Towards a solid particle hydrodynamic (Sph)-based solids transport model applied to ultra-lowwater usage sanitation in developing countries

Abstract

Distribution of toilet facilities and low-cost small-bore simplified sewerage systems (SS) in peri-urban areas provide opportunities to improve public health, provide safely managed sanitation, and protect the environment in low-to-middle income countries. Smoothed particle hydrodynamics (SPH) offers opportunities for optimisation of ultra-low water usage systems, but not without computational challenges. Results from SPH modelling of low cost, low water usage sanitary appliances were compared to a validated 1D finite difference model (DRAINET) for evaluation and calibration.

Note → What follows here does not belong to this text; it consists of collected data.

PR #3894, opened 2016-01-08
Remove use of `String.Split` in Environment taghelper

### LINKED ISSUE #3617: Remove use of `String.Split` in Environment taghelper

pranavkm:
Fixes #3617

### DIFF
--- a/src/Microsoft.AspNet.Mvc.TagHelpers/EnvironmentTagHelper.cs
+++ b/src/Microsoft.AspNet.Mvc.TagHelpers/EnvironmentTagHelper.cs
@@ -2,9 +2,9 @@
 // Licensed under the Apache License, Version 2.0. See License.txt in the project root for license information.
 
 using System;
-using System.Collections.Generic;
 using Microsoft.AspNet.Hosting;
 using Microsoft.AspNet.Razor.TagHelpers;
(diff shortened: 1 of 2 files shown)


pranavkm:
## Before
envtaghelper - before
envtaghelper - before1

## After
envtaghelper - after

This accounts for 670k (~1.2% of allocations) over 3000 requests. This was tested using TagHelperSample.Web

pranavkm:
cc @dougbu \ @NTaylorMullen

src/Microsoft.AspNet.Mvc.TagHelpers/EnvironmentTagHelper.cs
```diff
@@ -74,36 +68,28 @@ public override void Process(TagHelperContext context, TagHelperOutput output)
                 return;
```
dougbu: Not really related to this PR but this `return` is for a weird case. Very odd that `<environment Names="dev">content</environment>` writes out `content` when `EnvironmentName` is `string.Empty` but not when the property has any other value (but `"dev"`).

dougbu:
:shipit:

NTaylorMullen:
:shipit:

PR #3896, opened 2016-01-09
[Prototype] Reduce allocations in GlobbingUrlBuilder

pranavkm:


src/Microsoft.AspNet.Mvc.TagHelpers/Internal/GlobbingUrlBuilder.cs
```diff
@@ -75,61 +82,76 @@ public GlobbingUrlBuilder(IFileProvider fileProvider, IMemoryCache cache, PathSt
...
             {
-                return Enumerable.Empty<string>();
+                return EmptyList;
             }
-
-            var includePatterns = include.Split(PatternSeparator, StringSplitOptions.RemoveEmptyEntries);
-            var excludePatterns = exclude?.Split(PatternSeparator, StringSplitOptions.RemoveEmptyEntries);
-
-            if (includePatterns.Length == 0)
+            else if (Cache == null)
```
pranavkm: In actual code, this is never null. I want to remove it in the next iteration but it causes a bunch of diff in the test. Sending this as a design PR to vet the changes independent of the clean up.

src/Microsoft.AspNet.Mvc.TagHelpers/Internal/GlobbingUrlBuilder.cs
```diff
@@ -75,61 +82,76 @@ public GlobbingUrlBuilder(IFileProvider fileProvider, IMemoryCache cache, PathSt
         /// <returns>The list of URLs</returns>
         public virtual ICollection<string> BuildUrlList(string staticUrl, string includePattern, string excludePattern)
         {
-            var urls = new HashSet<string>(StringComparer.Ordinal);
```
pranavkm: HashSet has no guarantee of ordering (which we expect from this result). It just happened to keep the order in which items were inserted.

src/Microsoft.AspNet.Mvc.TagHelpers/Internal/GlobbingUrlBuilder.cs
```diff
@@ -75,61 +82,76 @@ public GlobbingUrlBuilder(IFileProvider fileProvider, IMemoryCache cache, PathSt
         /// <returns>The list of URLs</returns>
         public virtual ICollection<string> BuildUrlList(string staticUrl, string includePattern, string excludePattern)
```
pranavkm: I'll change this to `IList` and touch up any consuming code.

pranavkm:
cc @rynowak

src/Microsoft.AspNet.Mvc.TagHelpers/Internal/GlobbingUrlBuilder.cs
```diff
@@ -75,61 +82,76 @@ public GlobbingUrlBuilder(IFileProvider fileProvider, IMemoryCache cache, PathSt
...
-            // Add the statically declared url if present
+            var urls = new List<string>();
             if (staticUrl != null)
             {
                 urls.Add(staticUrl);
             }
 
             // Add urls that match the globbing patterns specified
-            var matchedUrls = ExpandGlobbedUrl(includePattern, excludePattern);
-            urls.UnionWith(matchedUrls);
```
rynowak: I'm worried that you're losing some semantics here.

src/Microsoft.AspNet.Mvc.TagHelpers/Internal/GlobbingUrlBuilder.cs
```diff
@@ -189,41 +212,80 @@ public int Compare(string x, string y)
...
                 }
 
-                var xSegments = xNoExt.Split(new[] { '/' }, StringSplitOptions.RemoveEmptyEntries);
-                var ySegments = yNoExt.Split(new[] { '/' }, StringSplitOptions.RemoveEmptyEntries);
+                var xNoExt = xExtIndex >= 0 ? x.Substring(0, xExtIndex) : x;
+                var yNoExt = yExtIndex >= 0 ? y.Substring(0, yExtIndex) : y;
 
-                if (xSegments.Length != ySegments.Length)
+                var result = 0;
+                var xTokenizer = new StringTokenizer(xNoExt, '/').GetEnumerator();
```
rynowak: This is really `xEnumerator`

src/Microsoft.AspNet.Mvc.TagHelpers/Internal/GlobbingUrlBuilder.cs
```diff
@@ -150,16 +173,16 @@ private IEnumerable<string> FindFiles(string[] includePatterns, string[] exclude
...
-        private string ResolveMatchedPath(FilePatternMatch matchedPath)
-        {
-            // Resolve the path to site root
-            var relativePath = new PathString("/" + matchedPath.Path);
-            return RequestPathBase.Add(relativePath).ToString();
+            matchedUrls.Sort(DefaultPathComparer);
+            return matchedUrls;
         }
 
         private class PathComparer : IComparer<string>
```
rynowak: Everything going on here, looks good (in terms of design).

src/Microsoft.AspNet.Mvc.TagHelpers/Internal/GlobbingUrlBuilder.cs
```diff
@@ -75,61 +82,76 @@ public GlobbingUrlBuilder(IFileProvider fileProvider, IMemoryCache cache, PathSt
...
             {
-                var cacheKey = $"{nameof(GlobbingUrlBuilder)}-inc:{include}-exc:{exclude}";
-                IEnumerable<string> files;
+                var cacheKey = new GlobbingUrlKey(include, exclude);
+                List<string> files;
                 if (!Cache.TryGetValue(cacheKey, out files))
                 {
-                    var options = new MemoryCacheEntryOptions();
+                    var includePatterns = include.Split(PatternSeparator, StringSplitOptions.RemoveEmptyEntries);
+                    if (includePatterns.Length == 0)
```
rynowak: Is the idea that we don't care about making this fast because it's cached?

src/Microsoft.AspNet.Mvc.TagHelpers/Internal/GlobbingUrlBuilder.cs
```diff
@@ -75,61 +82,76 @@ public GlobbingUrlBuilder(IFileProvider fileProvider, IMemoryCache cache, PathSt
...
+                }
 
-            if (Cache != null)
+                return FindFiles(includePatterns, exclude);
+            }
+            else
             {
-                var cacheKey = $"{nameof(GlobbingUrlBuilder)}-inc:{include}-exc:{exclude}";
-                IEnumerable<string> files;
+                var cacheKey = new GlobbingUrlKey(include, exclude);
```
rynowak: Don't taghelpers provide a per-call-site uniqueId? Should that be our general practice -- use that as our key?

src/Microsoft.AspNet.Mvc.TagHelpers/Internal/GlobbingUrlBuilder.cs
```diff
@@ -75,61 +82,76 @@ public GlobbingUrlBuilder(IFileProvider fileProvider, IMemoryCache cache, PathSt
...
                 }
+
                 return files;
             }
-
-            return FindFiles(includePatterns, excludePatterns);
         }
 
-        private IEnumerable<string> FindFiles(string[] includePatterns, string[] excludePatterns)
+        private List<string> FindFiles(string[] includePatterns, string exclude)
```
rynowak: `includePatterns` could probably be a `StringSegment.Enumerator`

src/Microsoft.AspNet.Mvc.TagHelpers/Internal/GlobbingUrlBuilder.cs
```diff
@@ -150,16 +173,16 @@ private IEnumerable<string> FindFiles(string[] includePatterns, string[] exclude
             }
 
             var matches = matcher.Execute(_baseGlobbingDirectory);
+            var matchedUrls = new List<string>();
+            foreach (var matchedPath in matches.Files)
+            {
+                // Resolve the path to site root
+                var relativePath = new PathString("/" + matchedPath.Path);
+                matchedUrls.Add(RequestPathBase.Add(relativePath).ToString());
```
rynowak: Should we do `basepath + '/' + matchedPath.Path` instead? This is 2 concats as-written.

src/Microsoft.AspNet.Mvc.TagHelpers/Internal/GlobbingUrlBuilder.cs
```diff
@@ -150,16 +173,16 @@ private IEnumerable<string> FindFiles(string[] includePatterns, string[] exclude
...
-            return matches.Files.Select(ResolveMatchedPath)
-                .OrderBy(path => path, DefaultPathComparer);
-        }
-
-        private string ResolveMatchedPath(FilePatternMatch matchedPath)
-        {
-            // Resolve the path to site root
-            var relativePath = new PathString("/" + matchedPath.Path);
-            return RequestPathBase.Add(relativePath).ToString();
+            matchedUrls.Sort(DefaultPathComparer);
```
rynowak: I thought we were going to do the binary-search trick?

src/Microsoft.AspNet.Mvc.TagHelpers/Internal/GlobbingUrlBuilder.cs
```diff
@@ -75,61 +82,76 @@ public GlobbingUrlBuilder(IFileProvider fileProvider, IMemoryCache cache, PathSt
         /// <returns>The list of URLs</returns>
         public virtual ICollection<string> BuildUrlList(string staticUrl, string includePattern, string excludePattern)
         {
-            var urls = new HashSet<string>(StringComparer.Ordinal);
 
-            // Add the statically declared url if present
+            var urls = new List<string>();
```
rynowak: You could pass this list into `ExpandGlobbedUrl` and save a list allocation

src/Microsoft.AspNet.Mvc.TagHelpers/Internal/GlobbingUrlBuilder.cs
```diff
@@ -75,61 +82,76 @@ public GlobbingUrlBuilder(IFileProvider fileProvider, IMemoryCache cache, PathSt
...
+            string lastAddedEntry = null;
+            for (var i = 0; i < globbedUrls.Count; i++)
+            {
+                if (!string.Equals(staticUrl, globbedUrls[i], StringComparison.Ordinal) &&
+                    !string.Equals(lastAddedEntry, globbedUrls[i], StringComparison.Ordinal))
+                {
+                    lastAddedEntry = globbedUrls[i];
+                    urls.Add(lastAddedEntry);
+                }
+            }
```
rynowak: If you pass in `urls` to `ExpandGlobbedUrl` you can just do an insertion-sort.

src/Microsoft.AspNet.Mvc.TagHelpers/Internal/GlobbingUrlBuilder.cs
```diff
@@ -244,5 +306,25 @@ private static string TrimLeadingTildeSlash(string value)
...
+            public string Include { get; }
+
+            public string Exclude { get; }
+
+            public bool Equals(GlobbingUrlKey other)
+            {
+                return string.Equals(Include, other.Include, StringComparison.Ordinal) &&
+                    string.Equals(Exclude, other.Exclude, StringComparison.Ordinal);
+
+            }
```
rynowak: Do we need to implement hashcode?

pranavkm: Yup.

src/Microsoft.AspNet.Mvc.TagHelpers/Internal/GlobbingUrlBuilder.cs
pranavkm: `PathString` url encodes url segments as part of ToString(). We'd have to re implement that which seems like more hassle than necessary.

src/Microsoft.AspNet.Mvc.TagHelpers/Internal/GlobbingUrlBuilder.cs
pranavkm: The unique id doesn't capture the value of patterns which are the things to vary on

src/Microsoft.AspNet.Mvc.TagHelpers/Internal/GlobbingUrlBuilder.cs
pranavkm: It made things a bit more gnarly - but I've updated it to remove the String.Split in entirety.

src/Microsoft.AspNet.Mvc.TagHelpers/Internal/GlobbingUrlBuilder.cs
pranavkm: Ran this by @dougbu, it feels like the code wanted distinct values in an order preserving collection. HashSet happened to preserve the order but this formalizes it.

dougbu: Put another way, @pranavkm fixed a bug in that the code is now reliably doing what the comments said it was doing. He also moved some of the code around but that didn't change the intended semantics.

PR #3897, opened 2016-01-09
Invert TimestampToTicks division

### LINKED ISSUE #3849: Logged action execution time is wrong
Action in RC2 app:

        public IActionResult Test()
        {
            System.Threading.Thread.Sleep(500);
            return Content("Test view");
        }

produces log:
```
info: Microsoft.AspNet.Mvc.Infrastructure.MvcRouteHandler[2]
      Executed action Asp5WebApp.Controllers.HomeController.Test in 0.05ms
info: Microsoft.AspNet.Hosting.Internal.WebApplication[2]
      Request finished in 515ms 200 text/plain; charset=utf-8
```

Issue similar to https://github.com/aspnet/Hosting/issues/478

benaadams:
Division to do the conversion was backwards. Also use const [`TimeSpan.TicksPerSecond`](https://msdn.microsoft.com/en-us/library/system.timespan.tickspersecond(v=vs.110).aspx) rather than numeric 10,000,000.0

Resolves #3849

An evaluation of system performance linked solid transport capabilities to physical geometries. The SPH model was developed for a pour-flush toilet pan connected to a 100 mm diameter pipe. The scheme utilized a free surface turbulent model to evaluate solid (faecal) transport efficacy. Performance was greatly influenced by the artificial viscosity factor, ViscoBoundFactor, within SPH, relating to the interaction of fluid and fluid particles and fluid and boundary particles. Results indicate that an increase in this factor leads to a reduction in fluid velocity with an attendant reduction in solid transportation distance, leading to inaccuracies. Other issues such as the use of density and mass in the definition of solid characteristics made it less predictable than the established 1D model for predicting solid transport. Overall, SPH was found to be useful for characterising the geometry of the pour flush pan but not for whole system assessment. A hybrid method is thus recommended whereby the design and performance characteristics for the input stage can be modelling in SPH but the whole system pipe network evaluation is better suited to the 1D DRAINET model.